**WHAT THIS TASK INVOLVES:** How many lines in the records below contain the word "opened"? Reply with that number only.

**SUPPLIED DATA:**

PR #579, opened 2025-06-19
Adds previouslyResolved and terminated to MissingResolverError

thomas-marcucci:
Adds `previouslyResolved` and `terminated` to the `MissingResolverError` to help understand the context `MissingResolverError` is occurring under.

### Note
I'm unsure if we should clear `previouslyResolvedCallIds` only on terminate or if there are other circumstances it should be cleared. It's possible the use the same `callId` for a resolver multiple times successfully since it's removed from `callIdsToResolver` after it's used. So _may_ be a chance the error throws with `previouslyResolved = true` when that wasn't the cause 🤔

### DIFF
--- a/packages/rpc/src/endpoint.ts
+++ b/packages/rpc/src/endpoint.ts
@@ -49,9 +49,17 @@ export class MissingResolverError extends Error {
   readonly error?: Error;
   readonly result?: unknown;
   readonly groupingHash: string = 'RemoteUI::MissingResolverError';
+  readonly previouslyResolved: boolean = false;
+  readonly terminated: boolean = false;
 
-  constructor(message: {callId: string; error?: Error; result?: unknown}) {
-    const {callId, error, result} = message;
+  constructor(message: {
+    callId: string;
+    error?: Error;
+    result?: unknown;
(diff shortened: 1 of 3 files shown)


thomas-marcucci:
I just realized I mess something up with the test, but the rest of the PR is good to review 🙃

packages/rpc/src/endpoint.ts
```diff
@@ -239,11 +250,14 @@ export function createEndpoint<T>(
             callId,
             error,
             result,
+            previouslyResolved: previouslyResolvedCallIds.has(callId),
+            terminated,
```
josemiguel-alvarez, line 254: `terminated` will always be false, we check it at the beginning of this function.

thomas-marcucci: I added `terminated` _because_ it should always be `false` - just in case somehow it isn't.

lemonmade: IMO, this should be removed — the value can't change, and you aren't missing any possible edge cases where it could change. This is not the source of the issue.

lemonmade (changes requested):

PR #589, opened 2025-08-12
transferables for encoder

cpeddecord:
implementing a subset of widely available transferable objects ([MDN Link](https://developer.mozilla.org/en-US/docs/Web/API/Web_Workers_API/Transferable_objects#supported_objects)) for RPC's basic encoder.


lemonmade:
I would not personally want this to be the default behavior, since it is a destructive operation that the host has no way to control. In my more modern RPC library, I added a dedicated library function that lets a consumer mark transferable properties: https://github.com/lemonmade/quilt/blob/main/packages/threads/source/transfer.ts#L9 (though I would use a `WeakSet` to keep track of these, if I were doing it again today).

PR #590, opened 2025-08-19
fix error events not working

robin-drexler:
In polyfilled environments that use realms, it's currently not possible to listen to global errors and unhandled rejections. 

## `onerror` / `onunhandledrejection` handlers

e.g.
```js
window.onerror = (...args) => {
  console.log('### ERROR', args)
};

globalThis.onerror = (...args) => {
  console.log('### ERROR', args)
};
```

the following works btw. but is not exhaustive enough because libs like sentry and bugsnag attach themselves to `window` or `globalThis`
```js
onerror = (...args) => {
  console.log('### ERROR', args)
};
```

We now make this work by adding event listeners for those events the polyfill `window` instance that just forwards it to the `onerror` / `onunhandledrejection` functions. (thanks @igor10k for that idea!). Those events have been available for years so I think that's ok.

This also doesn't work at the moment inside extensions:

```js
globalThis.addEventListener("error", (...args) => {
  console.log('### ERROR', args);
});
```

This doesn't work because in realms the `globalThis.addEventListener` is *not* the one the worker is dispatching error events to. So we need to to dispatch those events manually from the worker to the realm global. 
However we can't dispatch the native event because the polyfill dispatchEvent implementation tries to override `target` on the event instance, which throws for native events.  So we need to also polyfill `ErrorEvent` and `PromiseRejectionEvent` which can be dispatched

### DIFF
--- a/.changeset/nasty-spoons-wonder.md
+++ b/.changeset/nasty-spoons-wonder.md
@@ -1,0 +1,5 @@
+---
+'@remote-dom/polyfill': patch
+---
+
+fix error events not working
--- a/packages/polyfill/source/ErrorEvent.ts
+++ b/packages/polyfill/source/ErrorEvent.ts
@@ -1,0 +1,20 @@
+import {Event} from './Event.ts';
+
+// https://html.spec.whatwg.org/multipage/webappapis.html#errorevent
+export class ErrorEvent extends Event {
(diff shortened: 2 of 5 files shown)


lemonmade (approved):
Great job!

**EXERCISE RESULT:** 3